Dick & Joy, sitting in a tree...


K.I.S.S.I.N.G
If enthusiasm is infectious, let's hope we all get whale
blubber in our mouths.
It's two a.m. in Kent's Pegwell Bay; "this
woman never sleeps" says Mark Evans - a
small wonder when Professor Joy
Reidenberg spends her evenings hacking
up putrifying road- (or water-) kill in her role
as Channel 4's 'go-to' gal for large
mammals.

A sperm whale has died half a mile out


from the shore and it’s a tragedy. Yet these
scientists do their best to get the most
knowledge from this mysterious toothed
whale. My head was full of information
about v-shaped rib-hinges, spermy wax
and sonar echolocation by the end of this shockingly educational documentary.
These whales are 20 metres long and 60 tons in weight, necessitating the use of heavy machinery
and chainsaws to saw at and flay the unfortunate sushi. Pitted with cookie-cutter scars from vicious
squid, we witnessed Moby Dick's.. well... dick, his hinged ribs that allow for the pressures of
atmosphere in deep-sea diving and the rarest and possibly most sacrilegious act ever seen:
Richard Dawkins reading from the bible. Yet you can clearly see his reason for appearing: this
programme proves that evolution is truly beautiful.

Mark and aptly named Joy


spent around 20 hours
dissecting this scarred and
wrinkled leviathan and
those who watched were
delighted and disgusted in
equal measure. This was
not a time to eat or even
order your dinner, as Mark
talked about how
'tantalising' the opportunity
to see its heart was. The
blubber itself was around a
foot deep and, with an
almighty thud the first chunk
was off, spluttering into the
monster's blood like a
whale-crouton into tomato soup. Joy was straight in, looking at its rectus abdominus and talking of
how fresh and what great shape the animal was in. But its shape was now mightily altered and it
exploded into her face; "someone get a wipe. I know enough to keep my mouth shut". Understated,
ebullient and excited, Joy was as sharp as the blades she jammed into its quivering hide when
talking to the camera.

We also spent time with the ultimate freedivers who can slow their heart beats down to 35 beats a
minute: a paltry effort when compared to the whales' one or two. When forcing air deeper into their
lungs, they can spend around three minutes underwater, being periodically checked to see if
they've suffocated to death. Whales go around a kilometre deep, with pressures of up to 100
atmospheres. What wasn't fully explained at this point was why whales don't get the bends; but this
was hinted at when Marine Biologist Malcolm Clark, a fan of whales since he was 24, got a hunk of
dark, myoglobin- and oxygen-enriched whale meat out of his freezer and offered to cook up a feast
for the intrepid presenter.

The most incredible and interesting part of this programme was not the joy of Joy's excitement
over the whale's large, prehensile member, or Mark's quip, "Joy, I know you love the penis", but the
etymology of the sperm whale's name. The whale's head is full of spermaceti: a thick, rich waxy
and oily substance, much prized by pre- and post-war hunters. Named for its resemblance to
semen, it helps the animal descend to the dark depths of the ocean, using its body to heat and cool
the spermaceti which acts as a depth regulator, weighting or buoying it as necessary.
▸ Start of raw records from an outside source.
PR #7881, opened 2024-04-12
fix: hit test for closed sharp curves

### LINKED ISSUE #7879: I can't select any elements on the canvas
Hi!! I have several elements on my canvas, texts, images... I am trying to select some of them with the mouse and it won't let me select any.

It is as if none of the mouse buttons work on the canvas. However, I can select from the top command palette and the options button.

If I inspect the chrome console it gives me the following error every time I move or click the mouse on the canvas.

image

This error does not occur when I move or click with the mouse in the top command palette.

This
substance was instrumental in the industrialisation of our country, providing lubricant for machinery
and lighting as a lamp oil, important for its smokeless flame. Remember that next time you call
someone a whale: it's a compliment.

Back to Joy. She's now ripping connective tissue off the whale's muscle as casually as you or I
would rip stickers off a new DVD box and she's loving it. She explains how the tendons tightly
close the whale's large nostril; "we can't close our nostrils" she says, prompting my entire family to
snort in unison in a feeble attempt to prove her wrong.

Having shown us every inch of this whale, the tide comes in and out again and the whale is ready
to be consigned to its watery grave once again. "Despite all this, what a privilege", says Mark. I
couldn't agree more.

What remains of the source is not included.